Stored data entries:
Issue #990, opened 2024-10-24
`sf.Quilt.to_frame()` fails when underlying bus index is `sf.IndexDate`


chaburkland:
**Example**
```python
f1 = sf.Frame(np.arange(9).reshape(3,3), columns=tuple("abc"))
f2 = sf.Frame(np.arange(9, 18).reshape(3,3), index=[3,4,5], columns=tuple("abc"))
bus = sf.Bus.from_dict({date(2024, 1, 1): f1, date(2024, 1, 2): f2}, index_constructor=sf.IndexDate)
sf.Quilt(bus, retain_labels=True).to_frame()
"""
ErrorInitIndex: Cannot create an `Index` with a `datetime64` array (with `dtype` datetime64[D] and including ['2024-01-01']); use a subclass (e.g. `IndexDate`) directly or as a constructor argument.
"""
```

**Platform**
```python
<Series: platform>
<Index>
platform           Linux-5.4.0-196-generic-x86_64-with-glibc2.31
sys.version        3.11.10 (main, Sep  7 2024, 18:35:42) [GCC 9.4.0]
static-frame       2.13.2
numpy              1.25.2
pandas             2.0.3
xlsxwriter         3.1.9
openpyxl           3.1.2
xarray             0.21.1
tables             3.9.1
pyarrow            10.0.1
msgpack            1.0.4
msgpack_numpy      None
<<U13>             <object>

```

PR #992, opened 2024-10-25
Use index_auto_factory for quilt ctors

chaburkland:
refs #990


flexatone (approved):
Very nice work here, and thanks for the additional coverage!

Task item: What is needed is an exact, complete copy of the entries above.

Response below:
Issue #990, opened 2024-10-24
`sf.Quilt.to_frame()` fails when underlying bus index is `sf.IndexDate`


chaburkland:
**Example**
```python
f1 = sf.Frame(np.arange(9).reshape(3,3), columns=tuple("abc"))
f2 = sf.Frame(np.arange(9, 18).reshape(3,3), index=[3,4,5], columns=tuple("abc"))
bus = sf.Bus.from_dict({date(2024, 1, 1): f1, date(2024, 1, 2): f2}, index_constructor=sf.IndexDate)
sf.Quilt(bus, retain_labels=True).to_frame()
"""
ErrorInitIndex: Cannot create an `Index` with a `datetime64` array (with `dtype` datetime64[D] and including ['2024-01-01']); use a subclass (e.g. `IndexDate`) directly or as a constructor argument.
"""
```

**Platform**
```python
<Series: platform>
<Index>
platform           Linux-5.4.0-196-generic-x86_64-with-glibc2.31
sys.version        3.11.10 (main, Sep  7 2024, 18:35:42) [GCC 9.4.0]
static-frame       2.13.2
numpy              1.25.2
pandas             2.0.3
xlsxwriter         3.1.9
openpyxl           3.1.2
xarray             0.21.1
tables             3.9.1
pyarrow            10.0.1
msgpack            1.0.4
msgpack_numpy      None
<<U13>             <object>

```

PR #992, opened 2024-10-25
Use index_auto_factory for quilt ctors

chaburkland:
refs #990


flexatone (approved):
Very nice work here, and thanks for the additional coverage!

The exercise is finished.